___ Material for this task
PR #1504, opened 2024-04-07
Add convar to prevent players without credits from being able to see credits on a body

nike4613:
The one question left for this is whether to change the default. Currently, this PR defaults to the previous behavior (all players can see credits, except in mode 2), but it seems to me like player expectations would favor not seeing credits by default.

### DIFF
--- a/lua/terrortown/lang/en.lua
+++ b/lua/terrortown/lang/en.lua
@@ -1523,6 +1523,7 @@ L.label_roles_max_roles_pct = "Upper role limit by percentage"
 L.label_roles_max_baseroles = "Upper base role limit"
 L.label_roles_max_baseroles_pct = "Upper base role limit by percentage"
 L.label_detective_hats = "Enable hats for policing roles like the Detective (if player model allows to have them)"
+L.label_inspect_credits_always = "Allow all players to see credits on dead bodies"
 
 L.ttt2_desc_innocent = "An Innocent has no special abilities. They have to find the evil ones among the terrorists and kill them. But they have to be careful not to kill their teammates."
 L.ttt2_desc_traitor = "The Traitor is the enemy of the Innocent. They have an equipment menu with which they are being able to buy special equipment. They have to kill everyone but their teammates."
@@ -1545,6 +1546,10 @@ L.help_detective_hats = [[
 Policing roles such as the Detective may wear hats to show their authority. They lose them on death or if damaged at the head.
 
 Some player models do not support hats by default. This can be changed in 'Administration' -> 'Player Models']]
+L.help_inspect_credits_always = [[
+When players with credits (detectives, traitors, survivalist, etc.) die, their credits can be picked up by other players that can use credits. 
+
+When this option is disabled, only players that can pick up credits can see them on the body.]]
 
 L.label_roles_credits_award_kill = "Credit reward amount for the kill"
 L.label_roles_credits_dead_award = "Enable credits award for certain percentage of dead enemies"
--- a/lua/terrortown/lang/en.lua
+++ b/lua/terrortown/lang/en.lua
@@ -1523,7 +1523,6 @@ L.label_roles_max_roles_pct = "Upper role limit by percentage"
 L.label_roles_max_baseroles = "Upper base role limit"
 L.label_roles_max_baseroles_pct = "Upper base role limit by percentage"
 L.label_detective_hats = "Enable hats for policing roles like the Detective (if player model allows to have them)"
-L.label_inspect_credits_always = "Allow all players to see credits on dead bodies"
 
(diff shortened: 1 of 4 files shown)


Histalek (commented):
@TimGoll could you comment on this? i think you had a reason for showing credits on a body by default

Additionally, wouldn't this be a usecase for the `TTTBodySearchPopulate` hook?

nike4613:
> Additionally, wouldn't this be a usecase for the `TTTBodySearchPopulate` hook?

That hook does not appear to be able to remove things which have already been added to the UI. Credits are added here:
https://github.com/TTT-2/TTT2/blob/d4df150769d45e231fc146502758f9044d637516/gamemodes/terrortown/gamemode/client/cl_search.lua#L292-L301
while the hook is invoked here:
https://github.com/TTT-2/TTT2/blob/d4df150769d45e231fc146502758f9044d637516/gamemodes/terrortown/gamemode/client/cl_search.lua#L309
well after the info items have been added.

TimGoll:
OK, I'd prefer this to be serverside instead of client side, if you want to hide the data, then it should be done in `bodysearch.AssimilateSceneData()`:

https://github.com/TTT-2/TTT2/blob/cb48c43464e4522ed868676b03f3fabce4d1e3e0/lua/ttt2/libraries/bodysearch.lua#L267

That way a detective search would still push the data to everyone.

In my opinion it should be visible to everyone so it is harder for traitors etc to snatch the credits without anyone noticing it.
However this special case here might have to be handled differently then. My implementation seems a bit hacky anyway:

https://github.com/TTT-2/TTT2/blob/cb48c43464e4522ed868676b03f3fabce4d1e3e0/gamemodes/terrortown/gamemode/server/sv_corpse.lua#L293-L294

On the hook: I'm aware that it currently doesn't worky anymore to remove/edit stuff. It is something I did not consider when reworking the UI. I only anticipated addons adding custom data. We should probably introduce a serverside hook that can modify the data, it should be probably right here between the two lines in the middle:

https://github.com/TTT-2/TTT2/blob/cb48c43464e4522ed868676b03f3fabce4d1e3e0/gamemodes/terrortown/gamemode/server/sv_corpse.lua#L296-L301

All in all I like your change here, but I don't like the implementation. This change would be a bit more complex then your implementation, but it should still be doable. If you don't want to do it, you can wait until I'm back at home at the end of the month and I'll take a look at it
______
__Brief__. Only the lines above starting at the one containing "-1523,7 +1523,6 @@" and ending at the one containing "well after the info items have been added.", both included, are to be returned, exactly as they read.

__Task output__.
@@ -1523,7 +1523,6 @@ L.label_roles_max_roles_pct = "Upper role limit by percentage"
 L.label_roles_max_baseroles = "Upper base role limit"
 L.label_roles_max_baseroles_pct = "Upper base role limit by percentage"
 L.label_detective_hats = "Enable hats for policing roles like the Detective (if player model allows to have them)"
-L.label_inspect_credits_always = "Allow all players to see credits on dead bodies"
 
(diff shortened: 1 of 4 files shown)


Histalek (commented):
@TimGoll could you comment on this? i think you had a reason for showing credits on a body by default

Additionally, wouldn't this be a usecase for the `TTTBodySearchPopulate` hook?

nike4613:
> Additionally, wouldn't this be a usecase for the `TTTBodySearchPopulate` hook?

That hook does not appear to be able to remove things which have already been added to the UI. Credits are added here:
https://github.com/TTT-2/TTT2/blob/d4df150769d45e231fc146502758f9044d637516/gamemodes/terrortown/gamemode/client/cl_search.lua#L292-L301
while the hook is invoked here:
https://github.com/TTT-2/TTT2/blob/d4df150769d45e231fc146502758f9044d637516/gamemodes/terrortown/gamemode/client/cl_search.lua#L309
well after the info items have been added.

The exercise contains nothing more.